How? By displaying a negative tone-reversed image implying IMPRINT (unless, that is, you’re a modern day sindonologist, in which case ‘resurrectional proto-photographic selfie” becomes the preferred, nay, vigorously proferred explanation assisted by unrestrained imagination, creation of endless pseudoscience etc etc, with resort to laser beams, corona discharges, nuclear physics, elementary particles, earthquakes etc etc – the list is seemingly endless!
Welcome to modern day sindonology.
Personally, I prefer no-nonsense feet-on-the-ground hypothesis-testing science, aided by lashings of, wait for it, plain down-to-earth common sense.
Start of original posting:
Stephen Jones: your latest post focuses on “wounds” and bloodstains on the Shroud. (See also Dan Porter’s current posting which alerted me to it). Nowhere do you define what you mean by “wound”, yet you use the terms “wounds” and “bloodstains” interchangeably.
Here’s a conundrum to consider. Given that received wisdom is that bloodstains were acquired before body image, and there is allegedly no body image under bloodstains (thinking of Heller and Adler’s much-cited though less-than-conclusive experiment with proteolytic enzyme) then how can there be any imprinting of a wound (one that is not merely a smudge of blood, that is) ? Any wound-imprinting would have to be ON TOP of a bloodstain. Please show a wound imprint that you think is on top of a bloodstain….
Late addition: one is not thinking here of sites where the blood has clearly flowed, or assumed to have flowed, a sizeable distance, say those complex trails and patterns on mid and upper forearms, well away from the site of supposed nail wound(s). One is thinking of situations where there is no compelling evidence for thinking blood has flowed very far from the site of a putative wound, i.e. where the blood is highly prominent, yet no corresponding wound site is apparent within a realistic distance (e.g. the blood on the back of the head/hair – but no apparent wounds from a “crown of thorns”). Do I hear the riposte that the wound would be concealed by hair? Maybe, but it is Stephen Jones who claims there are thorn wounds visible, not I/me (sorry, my English grammar advisor has just popped out) . It is hardly scientific to claim that the latter are visible if they are not, and that the reason one cannot see them is because they are hidden by hair.

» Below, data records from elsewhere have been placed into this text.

PR #1386, opened 2024-05-06
Pcap device list refactoring to use smart pointers.

Dimi1010:
This PR mainly aims to update `PcapLiveDeviceList` and `PcapRemoteDeviceList` to utilize cpp11's `unique_ptr` for dynamic memory management.

Overview of changes:
- [x] Refactor `PcapLiveDeviceList` to use smart pointers internally for memory management.
- [x] Refactor `PcapRemoteDeviceList` to use smart pointers internally for memory management.
- [x] Refactor `PcapRemoteDevice` to keep ~~its own `RemoteAuthentication` copy or~~ a shared reference of `RemoteAuthentication` with `PcapRemoteDeviceList` via `std::shared_ptr` as it currently uses a raw pointer to share authentication with the device list.
- [x] Add `shared_ptr` overloads to `PcapLiveDeviceList` methods. Deprecate raw pointer methods.
- [x] Add `shared_ptr` overloads to `PcapRemoteDeviceList` methods. Deprecate raw pointer methods.
- [x] Add unit tests for smart pointer API methods for `PcapLiveDeviceList`.
- [x] Add unit tests for smart pointer API methods for `PcapRemoteDeviceList`.
- [ ] Find a better way to keep the old iterators than keeping a duplicate list?
- [x] Add `unique_ptr` overloads for `clone` to `PcapLiveDevice` ~~and `PcapRemoteDevice`~~.
- [x] Add unit tests for smart pointer API method for `PcapLiveDevice`.

Additional minor changes:
- Marked `PcapLiveDeviceList` and `PCapRemoteDeviceList`'s copy ctors as explicitly `deleted` instead of keeping them `private`.
- Moved internal helper deleters to `MemoryUtils.h`.
- Centralized code for fetching device list from Libpcap/Winpcap/Npcap in `DeviceUtils.h/cpp`. (It was duplicated a couple of times)


tigercosmos:
> RemoteAuthentication

IMO, the unique copy makes sense, since once the authentication is set, it should never be possible to change by others.

Dimi1010:
> > RemoteAuthentication
> 
> IMO, the unique copy makes sense, since once the authentication is set, it should never be possible to change by others.

Atm, made it so the user provides a `unique_ptr` to the factory method that is then internally changed to `shared_ptr` by the device list and shared with the list's devices. So all devices use the same auth object but it should not be exposed externally, outside the device list <-> device relationship.

tigercosmos:
> > > RemoteAuthentication
> > 
> > 
> > IMO, the unique copy makes sense, since once the authentication is set, it should never be possible to change by others.
> 
> Atm, made it so the user provides a `unique_ptr` to the factory method that is then internally changed to `shared_ptr` by the device list and shared with the list's devices. So all devices use the same auth object but it should not be exposed externally, outside the device list <-> device relationship.

True, as `PcapRemoteDeviceList` doesn't expose `PcapRemoteAuthentication`, `PcapRemoteAuthentication` can directly be a shared object among the list and device.

Pcap++/header/PcapLiveDeviceList.h
```diff
@@ -49,50 +57,105 @@ namespace pcpp
 
 		/**
 		 * @return A vector containing pointers to all live devices currently installed on the machine
+		 * @deprecated This method is deprecated in favor of the SmartPtrAPI overload.
+		 */
+		PCPP_DEPRECATED_RAW_PTR_API const std::vector<PcapLiveDevice*>& getPcapLiveDevicesList() const;
```
Dimi1010, line 62: `PcapLiveDeviceList` provides a getter API to get all registered devices, while `PcapRemoteDeviceList` provides a container like API to get all registered devices. 

In my opinion, it would be best if both lists provided a standardized API. Which one would be better?
Personally, I prefer the iterator approach, although it will be a bit trickier to implement as I dislike returning reference getters, as they make the underlying implementation difficult to change in the future.

Pcap++/header/PcapRemoteDeviceList.h
```diff
@@ -97,53 +174,86 @@ namespace pcpp
...
+		 * @param[in] apiTag Disambiguating tag for SmartPtrAPI.
+		 * @return A shared pointer to the PcapRemoteDevice if found, nullptr otherwise
+		 */
+		std::shared_ptr<PcapRemoteDevice> getRemoteDeviceByIP(const std::string& ipAddrAsString, SmartPtrApiTag apiTag) const;
 
 		/**
 		 * @return An iterator object pointing to the first PcapRemoteDevice in list
 		 */
-		RemoteDeviceListIterator begin() { return m_RemoteDeviceList.begin(); }
+		RemoteDeviceListIterator begin() { return m_RemoteDeviceListView.begin(); }
```
Dimi1010, line 237: See comment in `PcapLiveDeviceList` on `getPcapLiveDevicesList`

Pcap++/header/PcapLiveDeviceList.h
```diff
@@ -1,12 +1,16 @@
...
+#include "DeprecationUtils.h"
 #include "IpAddress.h"
 #include "PcapLiveDevice.h"
 #include <vector>
+#include <memory>
 
 
 /// @file
 
+#define PCPP_DEPRECATED_RAW_PTR_API PCPP_DEPRECATED("This method is deprecated in favor of the SmartPtrAPI overload.")
```
Dimi1010, line 12: Doxygen generation really dislikes this macro for some reason, when used on a member function. No idea why... tried several things to fix them including mirroring the way the `define` is written in `TcpLayer.h`, but none of them worked. Would like a second opinion on why the generation fails on the macro.

Dimi1010: Doxygen test fails with the following:
```
Preprocessing /tmp/cirrus-ci-build/Pcap++/head/tmp/cirrus-ci-build/Pcap++/header/PcapLiveDeviceList.h:62: error: Found ';' while parsing initializer list! (doxygen could be confused by a macro call without semicolon) (warning treated as error, aborting now)
er/MBufRawPacket.h...
```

To be scientific, one has to dump the term “wound” and replace it with “putative wound”. But the Shroud image without its bloodstains (faked?) , with no visible wounds, just “putative wounds” is simply an image of a naked man with crossed hands protecting modesty. Where’s the evidence, lacking blood (fake?) or wounds (not there) that the man in the Shroud had ever been crucified, far less in a highly distinctive fashion? Who’s to say the Man in the Shroud was not a purpose-made image, created for a reason one can only guess at, of someone who may have been tortured or otherwise abused, but had never been subject to such heavily (overdone?) scourging, to crown of thorns, or nails or spear wound? The Shroud of the Unknown Martyr?
CLICK IMAGE TO ENLARGE
Please show one of more examples of “wounds” on the Shroud that are definitely NOT accountable for as “mere” bloodstains. (I personally have spent many hours with Shroud Scope, and have failed to find a single feature of the faint and fuzzy body image that looks unequivocally like a wound, or laceration, or scourge mark – and indeed have repudiated Fanti’s claim to see a spear wound above the location of the bloodstain it is alleged to have produced). Professor Fanti himself acknowledges that so-called “scourge marks”, dumb-bell-shaped ones included, are in fact a subset of “bloodstains”.
Oh, and if there were no genuine wounds on the Shroud, as distinct from bloodstains, then who is to say that a medieval forger did not simply paint on some blood (or blood-substitute) in strategic places, chosen to “corroborate” the Biblical account, so as to convey an impression of wounds?